También le aviso. Su hijo Felipe, el Prudente, desea verle. Unas cuitas, nada más. Anda enfurruñado porque su padre ha pedido ser el primero en verse con usted. Cosas de padres e hijos. Ya sabe. Pero le diré que si el padre tiene cosas de que hablar con usted, el hijo no lo será menos. A lo mejor, con suerte, le cuenta aquel enredo de su secretario Antonio Pérez. Quizá le guiñe el ojo cuando se lo cuente. Quizá…

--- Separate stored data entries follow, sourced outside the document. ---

PR #3186, opened 2023-11-08
Support read1() method in HTTPResponse

### LINKED ISSUE #2123: When iterating over a `stream`ed response with amt=None, entire response is returned instead of streaming

smason:
Fix suggested in #2125 but I actually wanted to get #2123 fixed and this seems like a reasonable starting point.

Presumably needs more tests as I'm not doing much on that front at the moment.  But didn't want to do too much before getting some feedback.

### DIFF
--- a/src/urllib3/response.py
+++ b/src/urllib3/response.py
@@ -280,6 +280,19 @@ class BytesQueueBuffer:
 
         return ret.getvalue()
 
+    def get_all(self) -> bytes:
+        buffer = self.buffer
+        if not buffer:
+            assert self._size == 0
+            return b""
+        if len(buffer) == 1:
+            result = buffer.pop()
+        else:
+            result = b"".join(buffer)
+            buffer.clear()
+        self._size = 0
+        return result
+
 
 class BaseHTTPResponse(io.IOBase):
     CONTENT_DECODERS = ["gzip", "x-gzip", "deflate"]
@@ -390,6 +403,13 @@ class BaseHTTPResponse(io.IOBase):
         amt: int | None = None,
         decode_content: bool | None = None,
         cache_content: bool = False,
+    ) -> bytes:
+        raise NotImplementedError()
+
+    def read1(
+        self,
+        amt: int | None = None,
+        decode_content: bool | None = None,
     ) -> bytes:
         raise NotImplementedError()
 
@@ -752,7 +772,12 @@ class HTTPResponse(BaseHTTPResponse):
             if self._original_response and self._original_response.isclosed():
                 self.release_conn()
 
-    def _fp_read(self, amt: int | None = None) -> bytes:
+    def _fp_read(
+        self,
+        amt: int | None = None,
+        *,
+        read1: bool = False,
+    ) -> bytes:
         """
         Read a response with the thought that reading the number of bytes
         larger than can fit in a 32-bit int at a time via SSL in some
@@ -770,8 +795,14 @@ class HTTPResponse(BaseHTTPResponse):
         c_int_max = 2**31 - 1
         if (
             (amt and amt > c_int_max)
-            or (self.length_remaining and self.length_remaining > c_int_max)
+            or (
+                amt is None
+                and self.length_remaining
+                and self.length_remaining > c_int_max
+            )
         ) and (util.IS_PYOPENSSL or sys.version_info < (3, 10)):
+            if read1:
+                return self._fp.read1(c_int_max)
             buffer = io.BytesIO()
             # Besides `max_chunk_amt` being a maximum chunk size, it
             # affects memory overhead of reading a response by this
@@ -792,6 +823,8 @@ class HTTPResponse(BaseHTTPResponse):
                 buffer.write(data)
                 del data  # to reduce peak memory usage by `max_chunk_amt`.
             return buffer.getvalue()
+        elif read1:
+            return self._fp.read1(amt) if amt is not None else self._fp.read1()
         else:
             # StringIO doesn't like amt=None
             return self._fp.read(amt) if amt is not None else self._fp.read()
@@ -799,6 +832,8 @@ class HTTPResponse(BaseHTTPResponse):
     def _raw_read(
         self,
         amt: int | None = None,
+        *,
+        read1: bool = False,
     ) -> bytes:
         """
         Reads `amt` of bytes from the socket.
@@ -809,7 +844,7 @@ class HTTPResponse(BaseHTTPResponse):
         fp_closed = getattr(self._fp, "closed", False)
 
         with self._error_catcher():
-            data = self._fp_read(amt) if not fp_closed else b""
+            data = self._fp_read(amt, read1=read1) if not fp_closed else b""
             if amt is not None and amt != 0 and not data:
                 # Platform-specific: Buggy versions of Python.
                 # Close the connection when no data is returned
@@ -908,6 +943,57 @@ class HTTPResponse(BaseHTTPResponse):
             data = self._decoded_buffer.get(amt)
 
         return data
+
+    def read1(
+        self,
+        amt: int | None = None,
+        decode_content: bool | None = None,
+    ) -> bytes:
+        """
+        Similar to ``http.client.HTTPResponse.read1`` and documented
+        in :meth:`io.BufferedReader.read1`, but with an additional parameter:
+        ``decode_content``.
+
+        :param amt:
+            How much of the content to read.
+
+        :param decode_content:
+            If True, will attempt to decode the body based on the
+            'content-encoding' header.
+        """
+        if decode_content is None:
+            decode_content = self.decode_content
+        # try and respond without going to the network
+        if self._has_decoded_content:
+            if not decode_content:
+                raise RuntimeError(
+                    "Calling read1(decode_content=False) is not supported after "
+                    "read1(decode_content=True) was called."
+                )
+            if len(self._decoded_buffer) > 0:
+                if amt is None:
+                    return self._decoded_buffer.get_all()
+                return self._decoded_buffer.get(amt)
+        if amt == 0:
+            return b""
+
+        # FIXME, this method's type doesn't say returning None is possible
+        data = self._raw_read(amt, read1=True)
+        if not decode_content or data is None:
+            return data
+
+        self._init_decoder()
+        while True:
+            flush_decoder = not data
+            decoded_data = self._decode(data, decode_content, flush_decoder)
+            self._decoded_buffer.put(decoded_data)
+            if decoded_data or flush_decoder:
+                break
+            data = self._raw_read(8192, read1=True)
+
+        if amt is None:
+            return self._decoded_buffer.get_all()
+        return self._decoded_buffer.get(amt)
 
     def stream(
         self, amt: int | None = 2**16, decode_content: bool | None = None
--- a/test/test_response.py
+++ b/test/test_response.py
@@ -73,6 +73,23 @@ class TestBytesQueueBuffer:
         assert buffer.get(4) == b"rbaz"
         assert len(buffer) == 0
 
+    def test_get_all_empty(self) -> None:
+        q = BytesQueueBuffer()
+        assert q.get_all() == b""
+
+    def test_get_all_single(self) -> None:
+        q = BytesQueueBuffer()
+        q.put(b"a")
+        assert q.get_all() == b"a"
+
+    def test_get_all_many(self) -> None:
+        q = BytesQueueBuffer()
+        q.put(b"a")
+        q.put(b"b")
+        q.put(b"c")
+        assert q.get_all() == b"abc"
+        assert len(q) == 0
+
     @pytest.mark.limit_memory("12.5 MB")  # assert that we're not doubling memory usage
     def test_memory_usage(self) -> None:
         # Allocate 10 1MiB chunks
@@ -184,6 +201,39 @@ class TestResponse:
         assert r.read(2) == b"oo"
         assert r.read() == b""
         assert r.read() == b""
+
+    def test_reference_read1(self) -> None:
+        fp = BytesIO(b"foobar")
+        r = HTTPResponse(fp, preload_content=False)
+
+        assert r.read1(0) == b""
+        assert r.read1(1) == b"f"
+        assert r.read1(2) == b"oo"
+        assert r.read1() == b"bar"
+        assert r.read1() == b""
+
+    def test_reference_read1_nodecode(self) -> None:
+        fp = BytesIO(b"foobar")
+        r = HTTPResponse(fp, preload_content=False, decode_content=False)
+
+        assert r.read1(0) == b""
+        assert r.read1(1) == b"f"
+        assert r.read1(2) == b"oo"
+        assert r.read1() == b"bar"
+        assert r.read1() == b""
+
+    def test_decoding_read1(self) -> None:
+        data = zlib.compress(b"foobar")
+
+        fp = BytesIO(data)
+        r = HTTPResponse(
+            fp, headers={"content-encoding": "deflate"}, preload_content=False
+        )
+
+        assert r.read1(1) == b"f"
+        assert r.read1(2) == b"oo"
+        assert r.read1() == b"bar"
+        assert r.read1() == b""
 
     def test_decode_deflate(self) -> None:
         data = zlib.compress(b"foo")
@@ -624,6 +674,35 @@ class TestResponse:
         ):
             resp.read(decode_content=False)
 
+    def test_read1_with_illegal_mix_decode_toggle(self) -> None:
+        data = zlib.compress(b"foo")
+
+        fp = BytesIO(data)
+
+        resp = HTTPResponse(
+            fp, headers={"content-encoding": "deflate"}, preload_content=False
+        )
+
+        assert resp.read1(1) == b"f"
+
+        with pytest.raises(
+            RuntimeError,
+            match=(
+                r"Calling read1\(decode_content=False\) is not supported after "
+                r"read1\(decode_content=True\) was called"
+            ),
+        ):
+            resp.read1(1, decode_content=False)
+
+        with pytest.raises(
+            RuntimeError,
+            match=(
+                r"Calling read1\(decode_content=False\) is not supported after "
+                r"read1\(decode_content=True\) was called"
+            ),
+        ):
+            resp.read1(decode_content=False)
+
     def test_read_with_mix_decode_toggle(self) -> None:
         data = zlib.compress(b"foo")
 
@@ -725,6 +804,9 @@ class TestResponse:
                 if len(self.payloads) > 0:
                     return self.payloads.pop(0)
                 return b""
+
+            def read1(self, amt: int) -> bytes:  # type: ignore[override]
+                return self.read(amt)
 
         uncompressed_data = zlib.decompress(ZLIB_PAYLOAD)
 
@@ -921,6 +1003,9 @@ class TestResponse:
                     self.fp = None
 
                 return data
+
+            def read1(self, amt: int) -> bytes:
+                return self.read(1)
 
             def close(self) -> None:
                 self.fp = None
@@ -1292,6 +1377,9 @@ class MockChunkedEncodingResponse:
         return self.pop_current_chunk(till_crlf=True)
 
     def read(self, amt: int = -1) -> bytes:
+        return self.pop_current_chunk(amt)
+
+    def read1(self, amt: int = -1) -> bytes:
         return self.pop_current_chunk(amt)
 
     def flush(self) -> None:
--- a/changelog/3186.feature.rst
+++ b/changelog/3186.feature.rst
@@ -1,0 +1,1 @@
+Added support for HTTPResponse.read1() method.
--- a/test/with_dummyserver/test_socketlevel.py
+++ b/test/with_dummyserver/test_socketlevel.py
@@ -1583,12 +1583,47 @@ class TestSSL(SocketDummyServerTestCase):
                 pool.request("GET", "/", retries=False, timeout=LONG_TIMEOUT)
         assert server_closed.wait(LONG_TIMEOUT), "The socket was not terminated"
 
+    def _run_preload(self, pool: HTTPSConnectionPool, content_length: int) -> None:
+        response = pool.request("GET", "/")
+        assert len(response.data) == content_length
+
+    def _run_read_None(self, pool: HTTPSConnectionPool, content_length: int) -> None:
+        response = pool.request("GET", "/", preload_content=False)
+        assert len(response.read(None)) == content_length
+        assert response.read(None) == b""
+
+    def _run_read_amt(self, pool: HTTPSConnectionPool, content_length: int) -> None:
+        response = pool.request("GET", "/", preload_content=False)
+        assert len(response.read(content_length)) == content_length
+        assert response.read(5) == b""
+
+    def _run_read1_None(self, pool: HTTPSConnectionPool, content_length: int) -> None:
+        response = pool.request("GET", "/", preload_content=False)
+        remaining = content_length
+        while True:
+            chunk = response.read1(None)
+            if not chunk:
+                break
+            remaining -= len(chunk)
+        assert remaining == 0
+
+    def _run_read1_amt(self, pool: HTTPSConnectionPool, content_length: int) -> None:
+        response = pool.request("GET", "/", preload_content=False)
+        remaining = content_length
+        while True:
+            chunk = response.read1(content_length)
+            if not chunk:
+                break
+            remaining -= len(chunk)
+        assert remaining == 0
+
     @pytest.mark.integration
     @pytest.mark.parametrize(
-        "preload_content,read_amt", [(True, None), (False, None), (False, 2**31)]
+        "method",
+        [_run_preload, _run_read_None, _run_read_amt, _run_read1_None, _run_read1_amt],
     )
     def test_requesting_large_resources_via_ssl(
-        self, preload_content: bool, read_amt: int | None
+        self, method: typing.Callable[[typing.Any, HTTPSConnectionPool, int], None]
     ) -> None:
         """
         Ensure that it is possible to read 2 GiB or more via an SSL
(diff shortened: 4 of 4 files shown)


src/urllib3/response.py
```diff
@@ -876,39 +898,72 @@ def read(
...
+        self._init_decoder()
+        if decode_content is None:
+            decode_content = self.decode_content
+
+        # seems unlikely that 32MiB will ever be available in the OS buffer
+        if amt is None:
+            amt = 2**25
+
+        if len(self._decoded_buffer) >= amt:
+            return self._decoded_buffer.get(amt)
```
illia-v, line 940: One `SSL_read` call [can return 16kB](https://www.openssl.org/docs/man3.2/man3/SSL_read.html#:~:text=The%20data%20are%20received%20in%20records%20(with%20a%20maximum%20record%20size%20of%2016kB).) of data; a small experiment shows that this amount may be decompressed to much more than 32MiB.
```sh
$ dd if=/dev/zero bs=64MiB count=1 | tr '\000' '1'  > 64MiB.txt
1+0 records in
1+0 records out
67108864 bytes (67 MB, 64 MiB) copied, 0.138876 s, 483 MB/s
$ du -sh 64MiB.txt   
64M	64MiB.txt
$ brotli 64MiB.txt
$ du -sh 64MiB.txt.br 
4.0K	64MiB.txt.br
```

Is there a reason not to return everything from `self._decoded_buffer` and make no `self._raw_read` calls when `self._decoded_buffer` is not empty?

src/urllib3/response.py
```diff
@@ -767,6 +779,10 @@ def _fp_read(self, amt: int | None = None) -> bytes:
           * CPython < 3.10 only when `amt` does not fit 32-bit int.
         """
         assert self._fp
+        max_chunk_amt = 2**28
+        if one_read:
+            amt = max_chunk_amt if amt is None else min(amt, max_chunk_amt)
+            return self._fp.read1(amt)
```
illia-v, line 785: It's not obvious why you have to choose a default amount and limit it to `2**28`.

I'd expect:
* something like this to be used normally:
https://github.com/urllib3/urllib3/blob/db7d96b7cc2ddc184e459301956ff203ccd91ec6/src/urllib3/response.py#L811-L812

* and only if this condition is true, the amount to be limited to `c_int_max`
https://github.com/urllib3/urllib3/blob/db7d96b7cc2ddc184e459301956ff203ccd91ec6/src/urllib3/response.py#L787-L790

src/urllib3/response.py
```diff
@@ -876,39 +898,72 @@ def read(
...
+        if not data and len(self._decoded_buffer) == 0:
+            return data
+
+        # do not waste memory on buffer when not decoding
+        if not decode_content:
+            if self._has_decoded_content:
+                raise RuntimeError(
+                    "Calling read(decode_content=False) is not supported after "
+                    "read(decode_content=True) was called."
+                )
```
illia-v, line 952: The method name in the error will need to be changed

illia-v (commented):
Thanks for taking this on

src/urllib3/response.py
smason: That's an impressive expansion factor!  My use case didn't want enormous blocks of memory being pushed around unnecessarily, but don't think I thought it through.  They'd still exist in this case, just buffered (i.e. in `_decoded_buffer`), and hence it makes sense to just return them here when a caller asks for them.

Will update the code to actually return everything when it was requested!

Am still a bit worried about running out of memory (i.e. attempting to allocate very large `bytes` buffers for returning things like this), are there other bits of code you know of that deal with this that you know of?

src/urllib3/response.py
smason: I just wanted to do something relatively quick to code initially because I wasn't sure how likely this change was to be accepted...

The reference to `StringIO` seems weird to me as well; the types indicate that the method returns bytes, but that's not what you'd get from a `StringIO`.  I'm also wondering whether that check should be moved out into a top-method somewhere so the check wouldn't need to be done on every read.

smason:
@illia-v thanks for the review!

As per the initial comment I wanted to get `stream(None)` returning sensible sized blocks, I presume I should do that in a separate pull-request when this one gets accepted?

smason:
I've noticed that [`BufferedIOBase.read1`](https://docs.python.org/3/library/io.html#io.BufferedIOBase.read1) (and `read`) are specified to use `size=-1` to indicate that "an arbitrary number of bytes are returned" whereas urllib3 uses `None` as the default value.

Is it worth changing this around at some point? that value gets propagated to the underlying stream and it feels correct to use the documented value for getting an arbitrary number of bytes.

src/urllib3/response.py
```diff
@@ -811,7 +811,9 @@ def _fp_read(
                 return self._fp.read1(size)
         elif (
             (size > c_int_max)
-            or (self.length_remaining and self.length_remaining > c_int_max)
+            or (
+                size < 0 and self.length_remaining and self.length_remaining > c_int_max
+            )
```
smason, line 816: Interested to know opinions about this deliberate change in semantics.

I feel as though the code should change to be doing the same chunked reading workaround when `length_remaining is None`.

smason:
@illia-v I think I've addressed everything you noted, please let me know if I've missed anything!

sethmlarson:
Thanks @smason! There's a lot happening in this one, would like to get some eyes on the one too.

smason:
@sethmlarson when I started I thought it would be an easy change but with all the fiddly edge cases it became easier to do a bit of a refactor

let me know if it would help to split things out somehow, e.g. rework the commits into more logical chunks, or maybe a few smaller pull-requests?

test/test_response.py
```diff
@@ -35,6 +35,8 @@
 from urllib3.util.response import is_fp_closed
 from urllib3.util.retry import RequestHistory, Retry
 
+OptInt: typing.TypeAlias = int | None
```
illia-v, line 38: Unlike other typing stuff not evaluated because of `from __future__ import annotations`, `int | None` here is so tests in Python 3.8 and 3.9 fail

illia-v (changes requested):
> I've noticed that [`BufferedIOBase.read1`](https://docs.python.org/3/library/io.html#io.BufferedIOBase.read1) (and `read`) are specified to use `size=-1` to indicate that "an arbitrary number of bytes are returned" whereas urllib3 uses `None` as the default value.
> 
> Is it worth changing this around at some point? that value gets propagated to the underlying stream and it feels correct to use the documented value for getting an arbitrary number of bytes.

It makes sense to treat -1 the same as `None` in `read` and `read1`. If this is done, setting `-1` as a default shouldn't be a breaking change and may be accepted.
I can see you made changes toward this in `_fp_read`, but `read` still treats -1 and `None` differently when it decides whether to cache content, for example.
I'd suggest keeping the previous behavior of `_fp_read` when `amt` is -1, and moving the changes to a separate future PR.

> As per the initial comment I wanted to get `stream(None)` returning sensible sized blocks, I presume I should do that in a separate pull-request when this one gets accepted?

Let's discuss possible options in a separate issue.

> let me know if it would help to split things out somehow, e.g. rework the commits into more logical chunks, or maybe a few smaller pull-requests?

Please split changes unnecessary for adding `read1` (like refactoring of `_fp_read`, changes to `read`, and type hints in existing tests) into separate small PRs, it looks like some of them are more than refactoring so they may need more attention and separate changelog entries.

illia-v:
> As per the initial comment I wanted to get `stream(None)` returning sensible sized blocks, I presume I should do that in a separate pull-request when this one gets accepted?

Yes, please submit the change to `stream` separately.

If we use `read1` during streaming, won't it just work to pass a sensible size of a block instead of `None` as `amt`?
BTW, `amt` of [`HTTPResponse.stream`](https://urllib3.readthedocs.io/en/2.1.0/reference/urllib3.response.html#urllib3.response.HTTPResponse.stream) defaults to 65536.

smason:
> > As per the initial comment I wanted to get `stream(None)` returning sensible sized blocks
> 
> If we use `read1` during streaming, won't it just work to pass a sensible size of a block instead of `None` as `amt`? BTW, `amt` of [`HTTPResponse.stream`](https://urllib3.readthedocs.io/en/2.1.0/reference/urllib3.response.html#urllib3.response.HTTPResponse.stream) defaults to 65536.

Yup, using `read1` is what I wanted to do.  Notably it would be able to yield byte sized chunks from endpoints like: https://httpbin.org/drip?duration=2&numbytes=8 which currently block until the stream closes before returning anything.

Having it default to 64KiB chunks would likely remain a good default; it's possible to get slightly higher performance with larger chunks but it's often not much beyond that point.

smason:
> > I've noticed that [`BufferedIOBase.read1`](https://docs.python.org/3/library/io.html#io.BufferedIOBase.read1) (and `read`) are specified to use `size=-1` to indicate that "an arbitrary number of bytes are returned" whereas urllib3 uses `None` as the default value.
> > Is it worth changing this around at some point? that value gets propagated to the underlying stream and it feels correct to use the documented value for getting an arbitrary number of bytes.
> 
> It makes sense to treat -1 the same as `None` in `read` and `read1`. If this is done, setting `-1` as a default shouldn't be a breaking change and may be accepted. I can see you made changes toward this in `_fp_read`, but `read` still treats -1 and `None` differently when it decides whether to cache content, for example. I'd suggest keeping the previous behavior of `_fp_read` when `amt` is -1, and moving the changes to a separate future PR.

The conditionals were getting too complicated for me to have confidence in with the prior code.  But thinking about it again it is a breaking change and hence it makes sense to keep this separate.

illia-v:
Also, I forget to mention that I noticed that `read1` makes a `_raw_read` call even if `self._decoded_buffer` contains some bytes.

Los Reyes Católicos estárán ausentes de palacio por unos días. Pero no se preocupe. Ayer, en cuanto se enteraron de su llegada, dieron orden de que se le alojara como se merece y que les disculpe. La reina Isabel tiene deseos de charlar con usted. El rey Fernando es más retraído, pero también le encantará departir con usted. Su hija Juana es la que me preocupa. Si la encuentra usted en su sano juicio, pídale que le cuente qué paso con aquellos comuneros que se le rebelaron a su hijo Carlos. ¡Ah! No le mencione mucho este nombre. Creo que no andan bien las cosas entre madre e hijo…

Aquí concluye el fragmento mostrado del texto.